I Thought My Soul Would Rise and Fly: The Diary of Patsy, a Freed Girl
- Author: Joyce Hansen
- Language: English
- Series: Dear America
- Genre: Historical fiction
- Publisher: Scholastic
- Publication date: October 1, 1997
- Pages: 202
- ISBN: 9780590849135

= I Thought My Soul Would Rise and Fly =

Children's book

I Thought My Soul Would Rise and Fly: The Diary of Patsy, a Freed Girl is a 1997 historical fiction children's book by American author Joyce Hansen, published by Scholastic. The book is part of the Dear America series for young readers. It was named a Coretta Scott King Honor Book in 1998.

== Summary ==
The novel is set in Mars Bluff, South Carolina 1865, during the Reconstruction era, immediately after the end of the American Civil War. 12-year-old Patsy is a now-former slave living on the Davis plantation, who records the changes she is experiencing in a diary, given to her by Annie and Charles, her former enslaver's niece and nephew.
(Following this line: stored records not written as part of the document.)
PR #1705, opened 2022-01-11
Patches for v97

uazo:
@csagan5, I hope everything is fine.

here you can find the patches for v97, if you need them.

I simply point out that I had to add two more:

`Fix-StartupTabPreloader-crash.patch` to fix an assert at startup due to the removal of metrics
`Fix-build-error-for-v97.patch` because in my environment I detect an error due to the use of libatomic that is not needed (because the compiler has built-in support).


uazo:
> Why bromite 97 is not already compiled

no obligation, ever. I just hope it's not something serious, given the moment.
I close this because these are already old. If you want, you can find the latest in [master-v97](https://github.com/uazo/bromite/tree/master-v97/build/patches)

coxackie:
no one has heard from @csagan5 ? This is a bit worrying...

uazo:
> no one has heard from @csagan5 ?

I do not.

Issam28:
Yes this is getting a bit worrying... I hope he is doing fine.

csagan5:
> I close this because these are already old. If you want, you can find the latest in [master-v97](https://github.com/uazo/bromite/tree/master-v97/build/patches)

I am refactoring the build process, will release the v97 patches after that is complete.

csagan5:
I have used your version 97 of these patches:
* `Remove-binary-blob-integrations.patch`, although I see you removed some files from it?
* `Bromite-auto-updater.patch`

We can continue discussion here: https://github.com/bromite/bromite/pull/1795

uazo:
> We can continue discussion here: https://github.com/bromite/bromite/pull/1795

I cannot write or do any reviews, unfortunately github does not allow me ...
this is what maybe you could check, I hope not to waste your time.

1. you probably have to change `Add-menu-item-to-bookmark-all-tabs.patch` like that
```
+    // Used to bookmark all tabs in a specific folder, created if not existing
+    public BookmarkId addToTabsCollection(Context context, Tab tab) {
+        BookmarkId parent = getTabsCollectionFolderId();
+        BookmarkId existingId = getUserBookmarkIdForTab(tab);
+        if (existingId != null && existingId.getId() != BookmarkId.INVALID_ID) {
+            BookmarkId existingBookmarkId = new BookmarkId(existingId.getId(), BookmarkType.NORMAL);
+            BookmarkItem existingBookmark = getBookmarkById(existingBookmarkId);
```
strange that you can compile

2. in `Add-option-to-not-persist-tabs-across-sessions.patch` I think you have the wrong position of
```
+        ChromeSwitchPreference closeTabsOnExitPref =
+                (ChromeSwitchPreference) findPreference(PREF_CLOSE_TABS_ON_EXIT);
+        closeTabsOnExitPref.setOnPreferenceChangeListener(this);
+        closeTabsOnExitPref.setManagedPreferenceDelegate(mManagedPreferenceDelegate);
```
it should not be in `createManagedPreferenceDelegate()` but in `updatePreferences()`

3. try to verify `Allow-building-without-enable_reporting.patch`, does not seem correct:
```
+#if BUILDFLAG(ENABLE_REPORTING)
     base::DictionaryValue body_to_pass;
     for (const auto& pair : body) {
       body_to_pass.SetString(pair.first, pair.second);
@@ -122,6 +123,7 @@ void CrossOriginEmbedderPolicyReporter::QueueAndNotify(
       storage_partition->GetNetworkContext()->QueueReport(
           kType, *endpoint, context_url_, reporting_source_,
           network_isolation_key_,
+#endif  <----------------------------------------------------------- one line below
           /*user_agent=*/absl::nullopt, std::move(body_to_pass));
     }
```

4. in `Disable-safe-browsing.patch` why did you change the `kEnableCrowdDenyTriggering` flag to false? that is, what is it for?

5. in `Disable-text-fragments-by-default.patch` I think the position of this is wrong
```
@@ -4079,6 +4083,7 @@ void Document::UpdateBaseURL() {
     DCHECK(!elem_sheet_->Contents()->RuleCount());
     elem_sheet_ = CSSStyleSheet::CreateInline(*this, base_url_);
   }
+  }
 
   if (!EqualIgnoringFragmentIdentifier(old_base_url, base_url_)) {
     // Base URL change changes any relative visited links.
```

6. `Experimental-user-scripts-support.patch` you should get my version, I realize it is quite different from yours because I added the flag for the evals. eventually you could remove it temporarily and then we talk about it in another pull

7. in `JIT-less-toggle.patch` I think the position of this is wrong, should be before the if
```
@@ -268,6 +274,11 @@ public class PrivacySettings
         Preference privacySandboxPreference = findPreference(PREF_PRIVACY_SANDBOX);
         if (privacySandboxPreference != null) {
+        ChromeSwitchPreference forceNoJit =
+                (ChromeSwitchPreference) findPreference(PREF_FORCE_NO_JIT);
+        forceNoJit.setOnPreferenceChangeListener(this);
+        forceNoJit.setManagedPreferenceDelegate(mManagedPreferenceDelegate);
+
             privacySandboxPreference.setSummary(
                     PrivacySandboxSettingsFragment.getStatusString(getContext()));
```

8. some difference between `Skip-the-first-run-and-metrics.patch` and `Remove-signin-and-data-saver-integrations.patch`, but the meaning is the same, we could unify them so we don't think about it anymore

9. in `User-agent-customization.patch` it seems to me that this is incorrect
```
--- a/components/embedder_support/user_agent_utils.cc
+++ b/components/embedder_support/user_agent_utils.cc
@@ -275,6 +275,13 @@ blink::UserAgentBrandList GenerateBrandVersionList(
 }
 
 blink::UserAgentBrandVersion GetGreasedUserAgentBrandVersion(
+  base::CommandLine* command_line = base::CommandLine::ForCurrentProcess();
+  if (command_line->HasSwitch(kUserAgent)) {
+    std::string ua = command_line->GetSwitchValueASCII(kUserAgent);
+
+    return metadata;
+  }
+
```

csagan5:
> > We can continue discussion here: #1795
> 
> I cannot write or do any reviews, unfortunately github does not allow me ... this is what maybe you could check, I hope not to waste your time.

It is due to how GitHub permissions work: it is not possible to make someone a collaborator without giving dangerous permissions as well (deletion). I have now unlocked #1795.

I will reply there.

Her ability to read and write, a secret she has so far kept from others, allows her to forge a better life for herself and her community. Patsy discusses her feeling that she has no one she can call family and no place to call home, though she has lived on the plantation for her entire life; she lacks a last name for herself. Characters in the novel include Patsy, Susan (the cook), Ruth, Nancy, Mariam, Master Davis, and Missus Davis.

== Release ==
I Thought My Soul Would Rise and Fly was first published in 1997 as part of Scholastic's Dear America historical fiction series. The book was reissued in 2011 with new cover art. An audiobook version was released in 2005 by Live Oak Media.

== Reception ==

The Reading Teacher called the book a "well written, engaging addition to the Dear America series." Writing in the Western Journal of Black Studies, Nancy J. Dawson praised the fact that "it by no means sugarcoats the ugly-harsh realities of slavery," and concluded that it is "a significant and eloquent work of juvenile fiction."

In a chapter on children's literature in The Cambridge Companion to African American Women's Literature, Dianne Johnson wrote that the book is "one of [Hansen's] most beautiful and, as always, meticulously researched books". School Library Journal called the audiobook version "well done" with "enough suspense to hold the attention of preteens while providing an enriching experience for students studying the Reconstruction period."

In 1998, I Thought My Soul Would Rise and Fly was named a Coretta Scott King Honor Book by the American Library Association.